For suppliers, participation offers a pathway to align with major buyers’ decarbonization requirements. For corporates, it strengthens resilience against tightening regulatory scrutiny on Scope 3 disclosures.
RELATED ARTICLE: PepsiCo Doubles Regenerative Farming Footprint to Over 1.8 Million Acres: 2023 PepsiCo ESG Report
Repowered Wind Asset Boosts Efficiency Without New Land Use
The underlying wind project in Spain is undergoing repowering, replacing older turbines with more efficient technology. This increases electricity output while using existing grid connections, substations and interconnection points.
The strategy reduces environmental impact compared to building new infrastructure from scratch. It also shortens development timelines, enabling faster deployment of clean energy.
“We are proud to collaborate with PepsiCo, Givaudan, and Smurfit WestRockto expand renewable energy capacity in Spain,” said Hallvard Grandheim, EVP Markets, Statkraft. “This agreement shows how companies of varied sizes can work together to help drive meaningful climate impact. Statkraft is delighted to support a coalition that brings additional renewable capacity online while enabling businesses across Europe to decarbonize.”

Repowering is gaining traction across Europe as governments and developers look to maximize output from existing sites. It offers a pragmatic route to scale renewable capacity within constrained permitting environments.
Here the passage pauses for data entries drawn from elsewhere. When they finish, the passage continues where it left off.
PR #129, opened 2016-01-11
added test to check whether a currency is available within the list of currencies

rgeraads:


sagikazarmark:
Looks good, thanks.

PR #131, opened 2016-01-12
fix static calculator and some code style

piotrantosik:
Using static properties with eg. doctrine integration is not possible.
Some example: i use Money as embedded class and get it from entity. 
```php
$entity->getMoney()->greaterThanOrEqual($otherEntity->getMoney());
```
Currently it is impossible and generate fatal error because constructior is not triggered:
```php
Fatal error: Call to a member function compare() on null
```

### DIFF
--- a/src/Calculator.php
+++ b/src/Calculator.php
@@ -1,8 +1,10 @@
 <?php
+
 namespace Money;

Collaboration Becomes Core to Corporate Decarbonization
The agreement marks the second completed cohort under the pep+ REnew program and its first renewable electricity cohort in Europe. Since launching in 2022, the platform has expanded to support more than 250 companies across multiple regions.
“This agreement is a compelling example of how we are bringing to life sustainable growth with customers. By joining forces on renewable electricity in this way, we are translating shared ambitions into tangible climate action, helping power our progress toward a low carbon future,” said Willem Mutsaerts, Head of Global Procurement and Sustainability, Givaudan. “Collaboration of this kind lies at the heart of Givaudan’s 2030 strategy, demonstrating how working hand in hand with customers and partners can accelerate change that delivers benefits throughout the value chain.”

For executives and investors, the takeaway is clear. Decarbonization is moving beyond individual corporate action toward coordinated, value chain-wide strategies. As regulatory pressure builds and capital shifts toward low-carbon assets, collaborative procurement models like this are likely to become a defining feature of corporate climate action across Europe and beyond.